Nieuws
Het Horsterwold gonst van het leven! Dat werd 13 juli maar weer bevestigd tijdens de allereerste vlinderteldag van het Horsterwold. Samen met de boswachters van Staatsbosbeheer gingen natuurliefhebbers op pad met een verrekijker, klembord en tellijst om vlinders te inventariseren.
Wat opviel dit jaar was de grote hoeveelheid landkaartjes. Met 141 getelde exemplaren was deze karakteristieke bosrandvlinder ruimschoots de meest geziene soort. Je vindt ze vaak op schermbloemen, zoals gewone berenklauw, om van de nectar te drinken. Gewone berenklauw is een plantsoort die je veel terugziet langs bermen, maar ook langs de beheerpaden in het gebied. De meeste landkaartjes zijn dan ook waargenomen langs verschillende paden die het Horsterwold doorkruisen. Op de tweede plek eindigde de atalanta met 64 vlinders, gevolgd door de gehakkelde aurelia en het klein geaderd witje, die allebei precies 62 keer zijn geteld.

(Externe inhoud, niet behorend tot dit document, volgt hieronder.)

PR #144, opened 2019-02-10
[lsp] Fix processing of proofs.

ejgallego:
There are some remaining problems tho, but they should be easy to fix:

- No way to get the goals from a proof state.
- `Pure.end_proof` produces an exception instead of returning a more
  informative result.

Tested with emacs, seems to work modulo the problems with the exceptions in `end_proof`.

### DIFF
--- a/lp-lsp/lp_doc.ml
+++ b/lp-lsp/lp_doc.ml
@@ -30,27 +30,56 @@ type doc = {
   nodes : doc_node list;
 }
 
+let option_default o1 d =
+  match o1 with | None -> d | Some x -> x
+
 let mk_error ~doc pos msg =
   LSP.mk_diagnostics ~uri:doc.uri ~version:doc.version [pos, 1, msg, None]
 
+let process_pstep (pstate, diags) tac =
+  let open Pure in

Een van de ervaren deelnemers had een bijzondere waarneming, het scheefbloemwitje. De soort is lastig te onderscheiden van andere soorten koolwitjes, het zit hem allemaal in de vorm van de zwarte vlekken op de vleugels, de afronding van de vleugels en het patroon aan de onderkant van de vleugels. Een echte kenner kan de subtiele verschillen tussen een scheefbloemwitje en het klein/groot koolwitje signaleren.
Het scheefbloemwitje is een relatief nieuwe soort voor Nederland met waarnemingen sinds 2015. Sindsdien is er een groei te zien en komt de soort door heel het land voor. Dat het scheefbloemwitje is gespot in het Horsterwold bevestigd dat de soort steeds meer terrein wint in Nederland.